È chiaro che si tratta di un vero e proprio cambio di paradigma e quindi di sistema socioeconomico e politico. Per rendere chiara la differenza tra economia lineare ed economia circolare possiamo usare la metafora del cowboy e dell’astronauta. Il cowboy è solo, sa dove andare e ha la prateria «a disposizione». Sa dove andare e sa cosa troverà. Il controllo dei pericoli dipende dalle sue capacità di prevenirli e dalla sua attenzione. Anche l’astronauta sa dove andare e solo in parte sa cosa troverà quando arriverà, molto è incognito. Anche l’astronauta è solo, ma dal suo comando dipende la vita di tutti coloro che sono nell’astronave. L’unica cosa «a disposizione» è la sua stessa astronave. Il controllo dei pericoli e quindi la sua stessa salvezza, dipendono sì dalla sua capacità di prevenzione, ma anche e soprattutto dalla miriade di sensori di controllo automatico, con logiche di feedback, miriade di processi, di fenomeni, di pericoli. Lo spazio non è più una risorsa alla quale accedere con facilità: è pericoloso uscire dall’astronave. E il tempo, anche quello della vita, sembra ritornare sempre su se stesso, come se fosse racchiuso in un attimo e nel contempo espanso all’infinito. La fisica dell’astronauta è quella dell’entanglement quantistico, che ha tanto inquietato Einstein, e cioè quel groviglio (appunto entanglement) tra spazio e tempo per cui, in modo del tutto controinduttivo, l’uno e l’altro si presentano come una struttura continua.
Abbiamo ripreso questa metafora del cowboy e dell’astronauta da Kenneth E. Boulding, The economics of the coming Spaceship Earth, che possiamo ritrovare nel testo di H. Jarrett Environmental quality in a growing economy, edito nel 1966 dalla Johns Hopkins University Press di Baltimora. Facciamo notare che è un testo di mezzo secolo fa, scritto, per altro, nel momento in cui diventa più potente e problematico il passaggio dal modo di produzione industriale a quello digitale, per intenderci. Nel momento in cui sta avvenendo la diffusione del personal computer e si attiva il primo collegamento internet non per ragioni militari ma tra università con fini scientifici.

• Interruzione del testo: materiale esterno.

PR #413, opened 2020-09-17
chore: android 11 PR testing

dpgraham:


mykola-mokhnach:
@dpgraham it is necessary to update the emulator startup detection script for API 30. I thought you've seen https://github.com/appium/appium-test-support/pull/42

In short, Google has changed the default `ps` command logic on the recent API versions, so it is necessary to start it with -A argument to list processes belonging to all users.
Also, for Azure the script could be modified the way it was done in https://github.com/appium/appium-adb/pull/550
There we use the fact Azure has the most recent emulator version installed, so we don't use `ps` at all, but rather just add `-delay-adb` command line option to the emulator itself (it is supported since API 28, also emulator binary itself must be up to date)

ci-jobs/scripts/start-emulator.sh
```diff
@@ -29,6 +29,11 @@ while [[ $(( `date +%s` - $secondsStarted )) -lt $TIMEOUT ]]; do
   pgrep -nf avd || exit 1
 
   processList=`adb shell ps`
+  if ! [[ $processList =~ "root " ]]; then
+        # In recent APIs running `ps` without `-A` only returns
+        # processes belonging to the current user (in this case `shell`)
+        $processList=$(adb shell ps -A)
```
mykola-mokhnach, line 35: `$` is not needed here

ci-jobs/scripts/start-emulator.sh
```diff
@@ -29,6 +29,11 @@ while [[ $(( `date +%s` - $secondsStarted )) -lt $TIMEOUT ]]; do
...
+    fi
```
mykola-mokhnach, line 36: is indentation correct?

PR #427, opened 2020-11-30
feat: add mobile command to open uiautomatorViewer

dpgraham:


lib/commands/general.js
```diff
@@ -296,6 +300,14 @@ commands.mobileType = async function mobileType (opts = {}) {
   return await this.adb.typeUnicode(text);
 };
 
+/**
+ * Opens the UiautomatorViewer
+ */
+commands.mobileUiautomatorViewer = async function mobileUiautomatorViewer () {
```
mykola-mokhnach, line 306: why such command is needed?

dpgraham: To open the uiautomatorViewer and use it to inspect the application, without the need of using the command line interface.

mykola-mokhnach: but this is an automated session. Why one would need to run the viewer during the session that does not need any manual interaction?

KazuCocoa: Agree with mykola's question.

Personally, if we add this command, this should be behind a security flag. For cloud vendors (as an example), calling this command many times could lead machine resource issue

dpgraham: Use cases:
1. Using with Appium Desktop. It runs an automated session, but if the session is left running, the inspector can be utilized.
2. Using with the Cloud Providers. I can start a session, leave it running, open the UiAutomator Viewer and inspect the Android app

I don't know if I'm concerned about performance? Seems like there's probably more effective ways to slam a VM's performance than this.

mykola-mokhnach: - Why not to implement this functionality in Appium desktop directly then?
- Cloud providers have full control over their infra. I did not see any requests for such functionality. 

Beside of that:
- The uiautomatorviewer tool itself has different paths on Windows
- IT is locked to the current Java version (e.g. it fails to start with Java11+ or if Java is not installed/found)

PR #428, opened 2020-12-16
docs: Document UiAutomator2 capabiltties

mykola-mokhnach:
I want to update README, so it contains all the necessary info that helps one to use the driver effectively. This will be the first step


jlipps (approved):
awesome!

KazuCocoa (approved):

Riportiamo alcuni passaggi del libro di Boulding: «Anche se in tono pittoresco, sono tentato di chiamare “economia del cowboy” l’economia aperta, perché il cowboy è il simbolo delle pianure sterminate ed è associato al comportamento spericolato, approfittatone, romantico e violento caratteristico delle società aperte. L’economia chiusa del futuro può essere invece definita come “economia dell’astronauta”, nella quale la Terra diventa una singola navicella spaziale, senza risorse illimitate a disposizione, sia per le possibilità di uso delle risorse che per la capacità di contenere i rifiuti, e nella quale, quindi, l’uomo deve trovare il suo ruolo all’interno di in un sistema ecologico chiuso capace di rigenerare continuamente i materiali, usando soltanto un apporto esterno di energia».

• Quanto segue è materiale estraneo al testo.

PR #452, opened 2021-04-16
feat: set 'disableAnalytics true'

KazuCocoa:
https://github.com/appium/appium/issues/15274
It is reasonable to disable this to prevent unexpected fatal error.

### DIFF
--- a/lib/uiautomator2.js
+++ b/lib/uiautomator2.js
@@ -266,8 +266,8 @@ class UiAutomator2Server {
       cmd.push('-e', 'DISABLE_SUPPRESS_ACCESSIBILITY_SERVICES', this.disableSuppressAccessibilityService);
     }
     cmd.push(INSTRUMENTATION_TARGET);
-    # Disable Google analytics
-    cmd.push('-e', 'disableAnalytics', true)
+    // Disable Google analytics to prevent possible fatal exception
+    cmd.push('-e', 'disableAnalytics', true);
     const instrumentationProcess = this.adb.createSubProcess(['shell', ...cmd]);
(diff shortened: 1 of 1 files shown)


lib/uiautomator2.js
```diff
@@ -266,6 +266,8 @@ class UiAutomator2Server {
       cmd.push('-e', 'DISABLE_SUPPRESS_ACCESSIBILITY_SERVICES', this.disableSuppressAccessibilityService);
     }
     cmd.push(INSTRUMENTATION_TARGET);
+    // Disable Google analytics to prevent possible fatal exception
+    cmd.push('-e', 'disableAnalytics', true);
```
mykola-mokhnach, line 270: shouldn't we push it before setting the target?

KazuCocoa: oh, that's right

mykola-mokhnach (approved):

lib/uiautomator2.js
```diff
@@ -265,6 +265,8 @@ class UiAutomator2Server {
     if (_.isBoolean(this.disableSuppressAccessibilityService)) {
       cmd.push('-e', 'DISABLE_SUPPRESS_ACCESSIBILITY_SERVICES', this.disableSuppressAccessibilityService);
     }
+    // Disable Google analytics to prevent possible fatal exception
+    cmd.push('-e', 'disableAnalytics', true);
```
mykola-mokhnach, line 269: I assume `true` should be a string

KazuCocoa: link: https://github.com/appium/appium-espresso-driver/pull/666#discussion_r614686105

«Nell’economia del cowboy la produzione e il consumo sono visti come un qualcosa di positivo e il successo dell’economia è misurato dal rendimento dei fattori di produzione, una parte dei quali, a qualsiasi livello, è estratta dalle riserve di materie prime e un’altra parte rappresenta l’output dato dall’inquinamento e dai rifiuti».

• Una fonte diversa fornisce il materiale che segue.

PR #454, opened 2021-05-04
chore: Remove dependency on yargs

mykola-mokhnach:


KazuCocoa (approved):
oh, this change itself looks ok, but https://github.com/appium/appium-support/pull/223 affected test code.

«Al contrario, nell’economia dell’astronauta, la capacità produttiva non è affatto un obiettivo da massimizzare, quanto qualcosa che deve essere minimizzato. La misura essenziale del successo dell’economia non è affatto produzione e consumo, ma la natura, il limite, la qualità e la complessità del capitale sociale totale, che comprende le persone e le menti incluse nel sistema stesso».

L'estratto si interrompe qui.